Thursday, January 08, 2009

Euro backed into a corner...


We see plenty of evidence that the ECB is simply not ready to ascend to a leadership position in the global economy. Trichet (and the ECB institutional structure) is completely reactionary in an economic environment that demands far more decisiveness than EU political will can generate, and is likely beyond the skill-set of career technocrats.

It should not be long until the joint populace of the EU demands that the ECB removes its head from the sand and follows the rest of the G20. My thesis of the "great rate compression" continues unabated.

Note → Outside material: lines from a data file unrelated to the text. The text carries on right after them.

PR #1211, opened 2019-10-28
169393181 download table is missing an index

rckopteri:
# Added
* db index to external-interface-download-status table
* Add check to netex file download url generation to not to generate url if there is no netex conversions.


ote/src/clj/ote/netex/netex_util.clj
```diff
@@ -39,25 +39,26 @@
...
-                            (assoc interface :url-ote-netex
-                                             (file-download-url config
-                                                                service-id
-                                                                (::netex/id interface-conversion)))
-                            interface))))))
-          services)))
+  (let [conversions
+        (fetch-conversions-for-services config db (set (map #(::t-service/id %)
+                                                            services)))]
+    (if (some? conversions)
```
philosotractor: 👍

PR #187, opened 2016-11-14
Moodle Behat tests fail when a module isn't installed 

travisnoll:
Moodle Behat tests fail when a module isn't installed but lib.php calls $module->id

Error message from behat:

PHP debug message/s found:
Notice: Trying to get property of non-object in /home/oit-moodle/3.0/docs/plagiarism/turnitin/lib.php on line 328

Failing Moodle Behat feature files:

mod/chat/tests/behat/chat_course_reset.feature
mod/lesson/tests/behat/lesson_course_reset.feature
mod/quiz/tests/behat/quiz_reset.feature

### DIFF
--- a/lib.php
+++ b/lib.php
@@ -318,6 +318,11 @@ class plagiarism_plugin_turnitin extends plagiarism_plugin {
         foreach ($supportedmods as $supportedmod) {
             $module = $DB->get_record('modules', array('name' => $supportedmod));
 
+            if (!$module){
+               #Skip module that isn't installed.
+               continue;
+            }
+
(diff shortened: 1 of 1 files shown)


danmarsden:
I'd close this one as a duplicate of #183 

Also FYI - looks like the patch doesn't meet Moodle coding guidelines - comments should use // not #, spacing around if () { not correct, and a patch should only change the necessary lines - it's changing the line ending in the file as well.

jmcgettrick:
Thanks @danmarsden, #183 has been merged.

Issue #217, opened 2017-02-05
Undefined property: turnitintooltwo_user::$useragreementaccepted


roperto:
`Notice: Undefined property: turnitintooltwo_user::$useragreementaccepted in .../plagiarism/turnitin/lib.php on line 431`

I am getting this error when submitting an assignment.

jmcgettrick:
Hi @roperto - is this in Moodle 3.2?

roperto:
Hi @jmcgettrick 

I am using it on Moodle 3.1,

Cheers,

Daniel

dwinn:
Hi @roperto,

We changed some variable names in the last release as a result of Travis linting suggestions. PP depends on Moodle Direct V2, did you also update this plugin? This could explain the variable names not matching up.

roperto:
Hi. I didn't update Moodle Direct V2 (what is it?) but I did forget to update `mod/turnitintooltwo`

After updating `mod/turnitintooltwo` it worked, so I am closing this issue.

Thanks for the feedback,

Daniel

dwinn:
Hi @roperto,

Glad to hear you have resolved the issue.

Moodle Direct V2 is a separate plugin which creates a Turnitin assignment module, whereas the Plagiarism Plugin adds Turnitin functionality to the Moodle assignment module. As they both connect to Turnitin they share a fair bit of code.

PR #218, opened 2017-02-05
Fixes issue #217 - useragreementaccepted is undefined..

roperto:
The correct name of the property is: user_agreement_accepted


roperto:
The issue was fixed by update turnitintooltwo. This pull request is not needed.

And it is obvious which country is ahead of the cycle.

http://www.bloomberg.com/apps/news?pid=20601068&sid=akDysWZ8y4aM&refer=homeJan. 8 (Bloomberg) -- European confidence in the economic outlook fell to the lowest on record and unemployment rose to a two-year high, adding to pressure on the European Central Bank for more interest-rate cuts.

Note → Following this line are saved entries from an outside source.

PR #225, opened 2017-02-07
Fixes #179 Behat test failure.

### LINKED ISSUE #179: PHPUnit test failing with Moodle 31

danmarsden:
I think this should fix it - I don't like the way this function looks all that much but this retains the existing logic. (just re-running all the behat tests on our systems - will report back if it's still failing.)

### DIFF
--- a/lib.php
+++ b/lib.php
@@ -301,11 +301,18 @@ class plagiarism_plugin_turnitin extends plagiarism_plugin {
         $courseid = (int)$data['other']['reset_options']['courseid'];
         $resetcourse = true;
 
-        $resetassignsubmissions = $data['other']['reset_options']['reset_assign_submissions'];
-        $resetassign = (isset($resetassignsubmissions)) ? $resetassignsubmissions : 0;
-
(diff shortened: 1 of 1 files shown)


danmarsden:
forgot to mention - all behat tests pass with this patch in place.

dwinn:
Hi @danmarsden ,

Thanks for the pull request, it looks like it should work but we will have to put it through our QA process.

From the looks of it we broke this when we implemented Travis. Travis was complaining that the line was too long so we set the variable $data['other']['reset_options']['reset_assign_submissions'] to $resetassignsubmissions first. This threw off the isset() check. Likewise with the second one.

PR #252, opened 2017-06-08
Ignore missing course modules

micaherne:
Hi, here's a patch to add a bit of defensive programming to prevent missing course modules crashing the send_submissions task. I know the plugin should remove files when a course module is deleted, but we've seen a couple of instances where there are still files for a deleted module (not sure why). In line with the rest of Moodle it's a good idea not to assume that a cm exists, even when it "should".


jmcgettrick:
Cheers @micaherne - we've extended this slightly, should be released soon: https://github.com/turnitin/moodle-plagiarism_turnitin/pull/254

An index of executive and consumer sentiment dropped to 67.1 in December from 74.9 in the prior month, the European Commission in Brussels said today. That is the lowest since the index started in 1985. Separate data showed euro-area unemployment rose to 7.8 percent in November from 7.7 percent a month earlier.

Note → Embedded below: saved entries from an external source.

Issue #250, opened 2017-05-31
EULA issue with already accepted users 


hitteshahuja:
Using version 2016011105 . 
Installed the plugin on a brand new Moodle site. Setup correctly as Moodle can connect to tii without any issues. When trying to submit the file as an existing user, I always keep getting 

**This file has not been submitted to Turnitin because the user has not accepted the Turnitin End User Licence Agreement.**
This is incorrect because the user I am testing has already accepted the eula for the turinitin service, albeit on a different moodle site. Moreover, I dont see a link presented by the plugin to accept the EULA again. 

the api logs seems fine for the same  . I see classes created and users sent through but their submissions are not being accepted it seems. 

```
2017-05-31 15:49:06 +0100 (REQUEST) - Part created as Turnitin Assignment (789xxxx) - Tool Id: (0) - Part num: (0)
2017-05-31 15:49:24 +0100 (REQUEST) - User 3 (400xxxx) joined to class (3496xxx)
2017-05-31 15:50:08 +0100 (REQUEST) - Turnitin Assignment part updated - id: 789xxxx
2017-05-31 15:50:12 +0100 (REQUEST) - Turnitin Assignment part updated - id: 789xxxx
2017-05-31 15:59:05 +0100 (REQUEST) - Turnitin Assignment part updated - id: 789xxxx
2017-05-31 15:59:08 +0100 (REQUEST) - Turnitin Assignment part updated - id: 789xxxx
2017-05-31 16:02:09 +0100 (REQUEST) - Turnitin Assignment part updated - id: 789xxxx
2017-05-31 16:02:13 +0100 (REQUEST) - Turnitin Assignment part updated - id: 789xxxx
2017-05-31 16:02:59 +0100 (REQUEST) - User 4 (5515290) joined to class (3496xxx)
```

hitteshahuja:
![image](https://cloud.githubusercontent.com/assets/2855029/26640459/af5b41ce-461f-11e7-87c3-4bcc7fcd9b20.png)

jmcgettrick:
Hi, we can't reproduce this here. We've released six updated plugins since 2016011105 though, can you reproduce on the current version?

hitteshahuja:
Hi John,
Yes, we can reproduce it on 2017052401. This is what we have done to reproduce the error :

[...]

PR #255, opened 2017-06-21
Potential fix for #250

hitteshahuja:
Hi John,
I believe this is what should do the trick. We are making sure that if a student ignores the EULA the first time around but accepts it retrospectively (for a separate assignment for example) then their previous submissions should be queued again and sent to turnitin. 

PS  - I'm sure there is a better way to get the cmid to pass to ajax.php when a user accepts the EULA by clicking on 'I agree' -  [code](https://github.com/hitteshahuja/moodle-plagiarism_turnitin/blob/addff721330a85d665d3a573f455f8c4e3e9b0a3/jquery/turnitin_module.js#L135 )

### DIFF
--- a/ajax.php
+++ b/ajax.php
@@ -207,6 +207,13 @@ switch ($action) {
 
         // Update the user using the above object.
         $DB->update_record('turnitintooltwo_users', $eulauser, $bulk = false);
+
+        //Also reset their submissions ( ? ) University of Bath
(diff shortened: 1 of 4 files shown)


cwestgarth:
Hi Hittesh,

Thanks for the pull request, however as John mentioned this is not something which we will be able to implement. We had to create this workflow to align with a privacy legislation. We cannot assume that the EULA was ignored and the student did not have a legitimate reason to decline the EULA in the past.

Thanks again

Caroline Westgarth
Product Manager, Integrations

European companies are cutting jobs and reducing investment in order to weather the first recession in the euro region’s 10- year history. A combined rate cut of 1.75 percentage points since early October and billions of euros in stimulus measures have failed to reverse the slide in confidence and data today confirmed the economy contracted for two straight quarters last year.

“It’s a real shocker,” said Martin van Vliet, senior economist at ING Bank in Amsterdam. “Today’s worse-than-expected data make an even more compelling case for the ECB to cut rates significantly further from here.”